I share your pessimism about any group that would feel inclined to give in to those temptations, when the entire future light cone is at stake.
The scenario where we narrowly avoid paperclips by the skin of our teeth, and now have a chance to breathe and think things through before taking any major action, is indeed a fragile one in some respects, where there are many ways to rapidly destroy all of the future’s value by overextending. (E.g., using more AGI capabilities than you can currently align, or locking in contemporary human values that shouldn’t be locked in, or hastily picking the wrong theory or implementation of ‘how to do moral progress’.)
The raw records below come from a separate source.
PR #249, opened 2025-10-17
feat: format v3

letFunny:
Format v3 uses a map instead of a list for `essential` and deprecates the field `v3-essential` which is only used during the transition from v2 to v3.

-----


internal/setup/yaml.go
```diff
@@ -373,35 +404,74 @@ func parseRelease(baseDir, filePath string, data []byte) (*Release, error) {
...
+		Format: format,
 	}
 
 	yamlPkg := yamlPackage{}
 	dec := yaml.NewDecoder(bytes.NewBuffer(data))
 	dec.KnownFields(false)
-	err := dec.Decode(&yamlPkg)
-	if err != nil {
-		return nil, fmt.Errorf("cannot parse package %q slice definitions: %v", pkgName, err)
+	if format == "v1" || format == "v2" {
```
letFunny, line 443: [Note for reviewer]: This is the simplest way I found to support all formats without having to duplicate all the logic. We could, for example, use interfaces and have two implementations one for v1/v2 and one for v3, but I didn't like the extra layer of indirection.

internal/setup/yaml.go
```diff
@@ -52,13 +80,14 @@ type yamlArchive struct {
...
-	// the field will be ignored and `essential` is used as a fallback.
+	Name    string               `yaml:"package"`
+	Archive string               `yaml:"archive,omitempty"`
+	Slices  map[string]yamlSlice `yaml:"slices,omitempty"`
+	// For backwards-compatibility reasons with v1 and v2, essential needs
+	// custom logic to be parsed. See [parsePackage].
+	Essential map[string]*yamlEssential `yaml:"essential,omitempty"`
+	// It is only used to present an error message to the user if the field
+	// is used in v3.
 	V3Essential map[string]*yamlEssential `yaml:"v3-essential,omitempty"`
```
letFunny, line 65: [Note for reviewer]: We can remove this field completely. I do think the UX is better if we tell the user the field they had been using is now deprecated, this can act as a hint that they need to look at the documentation to see what changed.

niemeyer: Sure, but it may have "any" as the type instead, as we don't care about what it holds, and it shouldn't be touched if yamlEssential changes.

internal/setup/yaml.go
niemeyer: It's quite surprising that the implementation when we support the three formats in a compatible fashion seems cleaner than the one where we're breaking compatibility with the past to clean it up.  Even more when the new format is exactly the same as the old format under a different field name. What am I missing?

internal/setup/yaml.go
```diff
@@ -628,41 +687,58 @@ func pathInfoToYAML(pi *PathInfo) (*yamlPath, error) {
...
+	Mutate      string                    `yaml:"mutate,omitempty"`
+	V3Essential map[string]*yamlEssential `yaml:"v3-essential,omitempty"`
+}
+
+type v1v2YAMLPackage struct {
+	Name        string                    `yaml:"package"`
+	Archive     string                    `yaml:"archive,omitempty"`
+	Slices      map[string]v1v2YAMLSlice  `yaml:"slices,omitempty"`
+	Essential   []string                  `yaml:"essential,omitempty"`
+	V3Essential map[string]*yamlEssential `yaml:"v3-essential,omitempty"`
```
niemeyer: Similar here.. I don't understand why we're introducing significant duplication for something that before was easier, now that we can break compatibility.  It's almost like the hack was cleaner than the straightforward version.

internal/setup/yaml.go
```diff
@@ -628,41 +687,58 @@ func pathInfoToYAML(pi *PathInfo) (*yamlPath, error) {
...
 			return nil, err
 		}
-		pkg.Slices[name] = *yamlSlice
+		slice.Contents[path] = yamlPath
 	}
-	return pkg, nil
+	return slice, nil
+}
+
+type v1v2YAMLSlice struct {
```
niemeyer: If/when we do need such types and functions, it's better to spell this as `yamlSliceV2` and `yamlSliceV3`, instead of `v1v2YAMLSlice` and `yamlSlice`. Same for functions, etc.

niemeyer (changes requested):
On a first pass, as detailed below it's surprising and unfortunate that this PR seems to make things significantly worse almost everywhere it touches.  This was supposed to be a cleanup PR ideally.

internal/setup/yaml.go
letFunny: I don't fully understand your comment, what do you mean by?

>  Even more when the new format is exactly the same as the old format under a different field name.

That is true but we need to also support `v2` which has a different set of fields (i.e. different type for `essential` and `v3-essential` is used).

EDIT: After re-reading it I understood the comment. This is about how we marshal back into yaml (presumably).

internal/setup/yaml.go
letFunny: What do you mean by breaking compatibility? The new version of Chisel should be able to read `v1`, `v2` and `v3`. I am probably missing something about what you meant in the comments here. Maybe you are talking about the shape of the code and you had something specific in mind.

There is another alternative, I can have only one type definition and use `any` /  `yaml.Node` as the type for `Essential` both in package and in slice and then do the parsing manually depending on the format version.

internal/setup/yaml.go
```diff
@@ -373,35 +404,74 @@ func parseRelease(baseDir, filePath string, data []byte) (*Release, error) {
 	return release, err
 }
 
-func parsePackage(baseDir, pkgName, pkgPath string, data []byte) (*Package, error) {
+func parsePackage(format, baseDir, pkgName, pkgPath string, data []byte) (*Package, error) {
```
upils: Not directly related to the PR: `baseDir` is not used anymore in `parsePackage`. Since the signature of the function is modified in this PR, what about also removing this unused param?

upils: side note: This function is very big, and got even bigger in this PR. A refactoring PR after this one to split this function might help make it easier to manage.

internal/setup/yaml.go
```diff
@@ -373,35 +404,74 @@ func parseRelease(baseDir, filePath string, data []byte) (*Release, error) {
...
+				}
+				oldSlice.V3Essential[refName] = &yamlEssential{}
+			}
+			yamlPkg.Slices[sliceName] = yamlSlice{
+				Contents:  oldSlice.Contents,
+				Mutate:    oldSlice.Mutate,
+				Essential: oldSlice.V3Essential,
+			}
+		}
+		yamlPkg.Essential = oldPkg.V3Essential
```
upils: suggestion: move this line before the block dealing with the slices (so around line 435)

internal/setup/yaml.go
```diff
@@ -628,41 +687,58 @@ func pathInfoToYAML(pi *PathInfo) (*yamlPath, error) {
 	return path, nil
 }
 
-// sliceToYAML converts a Slice object to a yamlSlice object.
-func sliceToYAML(s *Slice) (*yamlSlice, error) {
-	slice := &yamlSlice{
+func v1v2SliceToYAML(s *Slice) (*v1v2YAMLSlice, error) {
+	oldSlice := &v1v2YAMLSlice{
```
upils:
```suggestion
	slice := &v1v2YAMLSlice{
```

In this scope I am not sure we need to convey the meaning of this being the "old" representation of a slice.

internal/setup/yaml.go
```diff
@@ -51,15 +51,54 @@ type yamlArchive struct {
 	PubKeys    []string `yaml:"public-keys"`
 }
 
+type essentialListMap struct {
+	Essential map[string]*yamlEssential
```
upils: I agree we probably need a better name. `Value` is also the best one I could come up with.

internal/setup/yaml.go
```diff
@@ -752,3 +762,89 @@ var defaultMaintenance = map[string]Maintenance{
 		EndOfLife: time.Date(2026, time.January, 15, 0, 0, 0, 0, time.UTC),
 	},
 }
+
+func parseSliceEssential(yamlPkg *yamlPackage, yamlSlice *yamlSlice, slice *Slice) error {
```
upils: This refactoring makes it hard to track what changed compared to the previous implementation. Could we do the extraction in a dedicated function in another PR?

internal/setup/yaml.go
```diff
@@ -51,15 +51,54 @@ type yamlArchive struct {
 	PubKeys    []string `yaml:"public-keys"`
 }
 
+type essentialListMap struct {
```
upils: This is a type for yaml Marshaling/Unmarshaling. Should the name also be prefixed with `yaml` like others?

internal/setup/yaml.go
```diff
@@ -390,16 +432,31 @@ func parsePackage(baseDir, pkgName, pkgPath string, data []byte) (*Package, erro
...
+			return nil, fmt.Errorf("cannot parse package %q: essential expects a list", pkgName)
+		}
+		for sliceName, yamlSlice := range yamlPkg.Slices {
+			if len(yamlSlice.Essential.Essential) > 0 && !yamlSlice.Essential.list {
+				return nil, fmt.Errorf("cannot parse slice %s: essential expects a list", SliceKey{pkgName, sliceName})
+			}
+		}
+	} else {
+		if yamlPkg.V3Essential != nil {
+			return nil, fmt.Errorf("cannot parse package %q: v3-essential is deprecated since format v3", pkgName)
```
upils: Out of consistency should "... since format v3" also be used in errors for the `essential` field?

letFunny: Funny that you mention it because I had included it but then I thought it was a bit weird. When saying `map is expected since format v3`, I thought that telling the user that a map is needed is enough without the need to make it more complex and reference old versions. I also thought about the parsing messages emitted normally by goyaml that do not include references to versions, only to the expected structure, and I wanted to be consistent in that regard. I don't have a strong opinion so, do you think `since ...` is better given the reasoning above?

internal/setup/yaml.go
letFunny: I thought about that but it is a bit overkill because what happens if we end up changing the approach, then we merged a PR for a refactor that wasn't actually fully needed. As I told you offline, this function needs a bit of love to make it more readable but, if done properly, I think it is easy to see the logic just moved. I will make the changes and we can discuss.

internal/setup/yaml.go
letFunny: I think somehow you reviewed an old version of the code :(. I pushed one major change 2-3 minutes after I sent you the message you maybe the link redirected you to the old diff.

All of these doesn't need to exist in the PR and is removed.

internal/setup/yaml.go
letFunny: This also doesn't need to exist and is removed.

internal/setup/yaml.go
upils: These are good points I agree with. I think the current message is fine.

internal/setup/yaml.go
letFunny: Done

internal/setup/yaml.go
letFunny: Done. This is better for consistency I was only reluctant because the name seemed a bit long but it is only used in two places and normally not typed.

internal/setup/yaml.go
letFunny: I think with the latest changes it is easier to see that the diff is the same.

internal/setup/yaml.go
letFunny: Closing in favor of https://github.com/canonical/chisel/pull/249/#issuecomment-3754218995.

internal/setup/yaml.go
letFunny: Closing in favor of https://github.com/canonical/chisel/pull/249/#issuecomment-3754218995.

internal/setup/yaml.go
letFunny: Closing in favor of https://github.com/canonical/chisel/pull/249/#issuecomment-3754218995.

internal/setup/yaml.go
letFunny: Closing in favor of https://github.com/canonical/chisel/pull/249/#issuecomment-3754218995.

internal/setup/yaml.go
```diff
@@ -146,13 +185,15 @@ func (ym yamlMode) MarshalYAML() (any, error) {
...
-	Contents  map[string]*yamlPath `yaml:"contents,omitempty"`
-	Mutate    string               `yaml:"mutate,omitempty"`
+	Contents map[string]*yamlPath `yaml:"contents,omitempty"`
+	Mutate   string               `yaml:"mutate,omitempty"`
 	// "v3-essential" is used for backwards porting of arch-specific essential
 	// to releases that use "v1" or "v2". When using older versions of Chisel
 	// the field will be ignored and `essential` is used as a fallback.
 	V3Essential map[string]*yamlEssential `yaml:"v3-essential,omitempty"`
+	// For backwards-compatibility reasons with v1 and v2, essential needs
+	// custom logic to be parsed. See [essentialListMap].
```
upils:
```suggestion
	// custom logic to be parsed. See [yamlEssentialListMap].
```

internal/setup/yaml.go
```diff
@@ -52,16 +52,55 @@ type yamlArchive struct {
...
-	Slices    map[string]yamlSlice `yaml:"slices,omitempty"`
+	Name    string               `yaml:"package"`
+	Archive string               `yaml:"archive,omitempty"`
+	Slices  map[string]yamlSlice `yaml:"slices,omitempty"`
 	// "v3-essential" is used for backwards porting of arch-specific essential
 	// to releases that use "v1" or "v2". When using older versions of Chisel
 	// the field will be ignored and `essential` is used as a fallback.
 	V3Essential map[string]*yamlEssential `yaml:"v3-essential,omitempty"`
+	// For backwards-compatibility reasons with v1 and v2, essential needs
+	// custom logic to be parsed. See [essentialListMap].
```
upils:
```suggestion
	// custom logic to be parsed. See [yamlEssentialListMap].
```

internal/setup/yaml.go
```diff
@@ -52,16 +52,55 @@ type yamlArchive struct {
...
+	Essential yamlEssentialListMap `yaml:"essential,omitempty"`
 }
 
+type yamlEssentialListMap struct {
+	Values map[string]*yamlEssential
```
upils, line 69: question: Since we are not actually decoding into that field (as in `yaml.Node.Decode`), do we need to export it? Maybe we do out of consistency with other `yaml` structs though.

internal/setup/setup_test.go
```diff
@@ -3611,19 +3724,64 @@ func (s *S) TestParseRelease(c *C) {
...
 	runParseReleaseTests(c, v2FormatTests)
+
+	// Run tests for "v3" format.
+	v3FormatTests := make([]setupTest, 0, len(setupTests))
+	for _, t := range setupTests {
+		t.summary += " (v3)"
+		m := make(map[string]string)
+		skip := false
+		for k, v := range t.input {
+			if strings.Contains(v, "format: v2") ||
```
upils: question: Shouldn't this condition be removed? I understand it would skip tests with `format: v2`, but I suppose we also want to convert and run them with `format: v3`, right?

internal/setup/setup_test.go
```diff
@@ -3939,3 +4130,69 @@ func (s *S) TestSelectEmptyArch(c *C) {
 	expected := []string{"myotherslice", "myslice"}
 	c.Assert(sliceNames, DeepEquals, expected)
 }
+
+// oldEssentialToV3 converts the essentials in v1 and v2, both 'essential', and
+// 'v3-essential' to the shape expected by the v3 format.
+// skip is set to true when an accurate translation of the test is not
+// possible, for example having duplicates in the list.
+func oldEssentialToV3(c *C, input []byte) (out string, skip bool) {
```
upils, line 4197: [nitpick]: This is a clever solution to avoid duplicating the test cases but given the complexity I find it a bit hard to know what the final input to the test is.
I also wonder if we really need to rerun this many tests when many of them are not testing the essential resolution logic. I guess we are better safe than sorry but I wonder how hard that will be to maintain, especially when adding new tests.

internal/setup/yaml.go
letFunny: It needs to be exported for MarshalYAML to work correctly with the appropriate field name.

internal/setup/setup_test.go
letFunny: You are right, thank you for spotting it!

internal/setup/yaml.go
upils: But we also do the marshaling with our custom `MarshalYAML` method, so that should not be a problem, right?

letFunny: This lead to to a rabbit hole because, even though I tested it doesn't work if the field is unexported, I wanted to check why it happened in goyaml.v3 in order to give you a good answer. Basically, goyaml only checks exported fields of a struct to know if it is empty. When there are no exported fields the struct is empty, and because we are using `omitempty`, we don't have the opportunity to call marshal on the field value which will then call MarshalYAML. That is, when no value is exported MarshalYAML is not called at all!

See https://github.com/go-yaml/yaml/blob/v3/encode.go#L230-L232 and https://github.com/go-yaml/yaml/blob/v3/yaml.go#L685-L695 to see how the internal calculation is made to see that the struct is "empty" (note that private fields are not taken into account).

internal/setup/setup.go
```diff
@@ -23,6 +23,8 @@ type Release struct {
 	Packages    map[string]*Package
 	Archives    map[string]*Archive
 	Maintenance *Maintenance
+	// Format is used for parsing and error checking.
```
niemeyer: This is documenting the type, so the focus here is on what it actually is, not where it is used. It is going to be used wherever it is needed, and this information will be out of date soon.

The Format must also be moved as the first item as everything else follows from it.

internal/setup/setup_test.go
```diff
@@ -189,6 +191,7 @@ var setupTests = []setupTest{{
 		`,
 	},
 	release: &setup.Release{
+		Format: "v1",
 		Archives: map[string]*setup.Archive{
```
niemeyer, line 195: Per above note, we always end up thinking as Format as the first thing.

internal/setup/setup_test.go
```diff
@@ -1435,7 +1448,7 @@ var setupTests = []setupTest{{
 						- mypkg_slice1
 		`,
 	},
-	relerror: `cannot add slice to itself as essential "mypkg_slice1" in slices/mydir/mypkg.yaml`,
+	relerror: `package "mypkg": cannot add slice to itself as essential "mypkg_slice1"`,
```
niemeyer: Can we please not fiddle with unrelated messages unless it's clearly a fix or improvement?  Some of these messages have been extensively discussed, and this is one example where it is clearly making it significantly worse and out of convention, and this is all a distraction given the main topic of the PR.

internal/setup/setup_test.go
```diff
@@ -3611,19 +3724,68 @@ func (s *S) TestParseRelease(c *C) {
...
 		t.input = m
+		if t.release != nil {
+			t.release.Format = "v2"
+		}
 		v2FormatTests = append(v2FormatTests, t)
 	}
 	runParseReleaseTests(c, v2FormatTests)
+
+	// Run tests for "v3" format.
+	v3FormatTests := make([]setupTest, 0, len(setupTests))
```
niemeyer, line 3796: In a follow up PR, can we please invert this whole logic so that the tests are actually reflecting v3, and then we fiddle backwards instead of forwards?  Otherwise we keep adding more work to the tip, which is where we care the most about, and eventually we'll have an issue because we'll want to drop v1.

internal/setup/setup_test.go
niemeyer: Yeah, related to my earlier comment above. I would like to do the opposite: keep tests compatible with the latest version, and backport it to the old ones. Eventually we can just drop the backports.

Or, alternatively, drop this whole multi-version logic and have just specific tests that cover the difference. Yeah, that's probably better actually.

internal/setup/yaml.go
```diff
@@ -52,16 +52,55 @@ type yamlArchive struct {
...
+	Name    string               `yaml:"package"`
+	Archive string               `yaml:"archive,omitempty"`
+	Slices  map[string]yamlSlice `yaml:"slices,omitempty"`
 	// "v3-essential" is used for backwards porting of arch-specific essential
 	// to releases that use "v1" or "v2". When using older versions of Chisel
 	// the field will be ignored and `essential` is used as a fallback.
 	V3Essential map[string]*yamlEssential `yaml:"v3-essential,omitempty"`
+	// For backwards-compatibility reasons with v1 and v2, essential needs
+	// custom logic to be parsed. See [yamlEssentialListMap].
+	Essential yamlEssentialListMap `yaml:"essential,omitempty"`
```
niemeyer: Similar to the earlier note, can we please invert this:

`Essential` should remain being the current, always. The other one is V2Essential, which is the last version that supported that shape.

internal/setup/yaml.go
```diff
@@ -52,16 +52,55 @@ type yamlArchive struct {
...
 }
 
+type yamlEssentialListMap struct {
+	Values map[string]*yamlEssential
+	// isList is set to true when the marshaler found a isList and false if it
```
niemeyer: s/a isList/a list/

internal/setup/yaml.go
```diff
@@ -52,16 +52,55 @@ type yamlArchive struct {
...
+	// found a map. The former is only valid in format "v1" and "v2" while the
+	// latter is valid from "v3" onwards.
+	isList bool
+}
+
+func (es *yamlEssentialListMap) UnmarshalYAML(value *yaml.Node) error {
+	m := map[string]*yamlEssential{}
+	es.isList = false
+	err := value.Decode(&m)
+	if err != nil {
```
niemeyer: We have the yaml.Node, so we should be able to tell whether it has the right type or not without assuming that we understand what the arbitrary error is.  This should allow us to switch on the type and have more precise errors.

internal/setup/yaml.go
```diff
@@ -52,16 +52,55 @@ type yamlArchive struct {
...
+		l := []string{}
+		err = value.Decode(&l)
+		if err != nil {
+			return errors.New("cannot decode essential")
+		}
+		es.isList = true
+		for _, sliceName := range l {
+			if _, ok := m[sliceName]; ok {
+				return fmt.Errorf("cannot decode essential: repeats %s", sliceName)
```
niemeyer: This is not a decoding error. We had a nice message before. Let's please make sure the entire composition is still good and clear.

internal/setup/yaml.go
```diff
@@ -146,13 +185,15 @@ func (ym yamlMode) MarshalYAML() (any, error) {
...
-	Mutate    string               `yaml:"mutate,omitempty"`
+	Contents map[string]*yamlPath `yaml:"contents,omitempty"`
+	Mutate   string               `yaml:"mutate,omitempty"`
 	// "v3-essential" is used for backwards porting of arch-specific essential
 	// to releases that use "v1" or "v2". When using older versions of Chisel
 	// the field will be ignored and `essential` is used as a fallback.
 	V3Essential map[string]*yamlEssential `yaml:"v3-essential,omitempty"`
+	// For backwards-compatibility reasons with v1 and v2, essential needs
+	// custom logic to be parsed. See [yamlEssentialListMap].
+	Essential yamlEssentialListMap `yaml:"essential,omitempty"`
```
niemeyer: Let's please keep the original order, and give the decoding one the odd name. `Essential` should be what we want to think of the essential field when we're dealing with it on v3.

internal/setup/yaml.go
```diff
@@ -390,16 +432,31 @@ func parsePackage(baseDir, pkgName, pkgPath string, data []byte) (*Package, erro
...
+			return nil, fmt.Errorf("cannot parse package %q: essential expects a list", pkgName)
+		}
+		for sliceName, yamlSlice := range yamlPkg.Slices {
+			if len(yamlSlice.Essential.Values) > 0 && !yamlSlice.Essential.isList {
+				return nil, fmt.Errorf("cannot parse slice %s: essential expects a list", SliceKey{pkgName, sliceName})
+			}
+		}
+	} else {
+		if yamlPkg.V3Essential != nil {
+			return nil, fmt.Errorf("cannot parse package %q: v3-essential is deprecated since format v3", pkgName)
```
niemeyer: s/deprecated/obsolete/

Deprecation is typically something that still works but shouldn't be used.

internal/setup/yaml.go
```diff
@@ -752,3 +762,78 @@ var defaultMaintenance = map[string]Maintenance{
...
+		slice.Essential[sliceKey] = EssentialInfo{Arch: archList}
+		return nil
+	}
+	addSliceEssential := func(refName string, essentialInfo *yamlEssential) error {
+		sliceKey, err := ParseSliceKey(refName)
+		if err != nil {
+			return fmt.Errorf("package %q has invalid essential slice reference: %q", yamlPkg.Name, refName)
+		}
+		if sliceKey.Package == slice.Package && sliceKey.Slice == slice.Name {
+			return fmt.Errorf("package %q: cannot add slice to itself as essential %q", yamlPkg.Name, refName)
```
niemeyer: Why is the refName here not a %s?  Those are slices, right?  So other than validating the slice name itself, which is done above, we can trust it to be right. That's unlike package name, which needs %q as it may be a word and get confused in the sentence.

internal/setup/setup_test.go
letFunny: My intention was to make them fit with the convention I saw elsewhere in the code as we have slightly different error messages when "decoding" from yaml vs when we are parsing or validating the contents. But you are right here, let's not discuss it as part of this PR.

internal/setup/yaml.go
letFunny: Discussed offline, it is okay that V3Essential is named after the field name because we are not using it in the release at all, it is only for marshaling/unmarshaling.

internal/setup/setup_test.go
letFunny: Discussed offline: agree on testing v3. About the other point of manually testing, it comes a point where the testing code is so complex that we are not sure it is correct anymore. **We can rely on the knowledge about the difference between v1, v2 and v3**.

internal/setup/yaml.go
letFunny: Discussed offline, this is not a decoding error. Find the original error message and adapt it.

internal/setup/setup.go
letFunny: Then it is pretty self-explanatory. I will remove the comment.

internal/setup/yaml.go
letFunny: I did the change and it is so much better both for error messages and readability, thanks for the suggestion! I didn't know you could use the node.Kind.

internal/setup/yaml.go
letFunny: See https://github.com/canonical/chisel/pull/249#discussion_r2707492937. I have also reverted it back to the original order for the fields.

internal/setup/yaml.go
letFunny: We have the same error message for `v2-archive` and `default`, I will change all of them for consistency.

internal/setup/yaml.go
letFunny: yeah, at this point we know it is a valid slice reference. We only need `%q` when calling ParseSliceKey. I will change it.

I don’t think we necessarily disagree about anything except ‘how hard is CEV’? It sounds to me like we’d mostly have the same intuitions conditional on ‘CEV is very hard’; but I take this very much for granted, so I’m freely focusing my attention on ‘OK, how could we make things go well given that fact?’.
- Mitchell_Porter 5 Jun 2022 2:24 UTC
  4 points
  Parent
  I don’t think we necessarily disagree about anything except ‘how hard is CEV’? It sounds to me like we’d mostly have the same intuitions conditional on ‘CEV is very hard’
  I disagree on the plausibility of a stop-the-world scheme. The way things are now is as safe or stable as they will ever be. I think it’s a better plan to use the rising tide of AI capabilities to flesh out CEV. In particular, since the details of CEV depend on not-yet-understood details of human cognition, one should think about how to use near-future AI power to extract those details from the available data regarding brains and behavior. But AI can contribute everywhere else in the development of CEV theory and practice too.
  But I won’t try to change your thinking. In practice, MIRI’s work on simpler forms of alignment (and its work on logical induction, decision theory paradigms, etc) is surely relevant to a “CEV now” approach too. What I am wondering is, where is the de-facto center of gravity for a “CEV now” effort? I’ve said many times that June Ku’s blueprint is the best I’ve seen, but I don’t see anyone working to refine it. And there are other people whose work seems relevant and has a promising rigor, but I’m not sure how it best fits together.
  edit: I do see a value to non-CEV alignment work, distinct from figuring out how to stop the world safely: and that is to reduce the risk arising from the general usage of advanced AI systems. So it is a contribution to AI safety.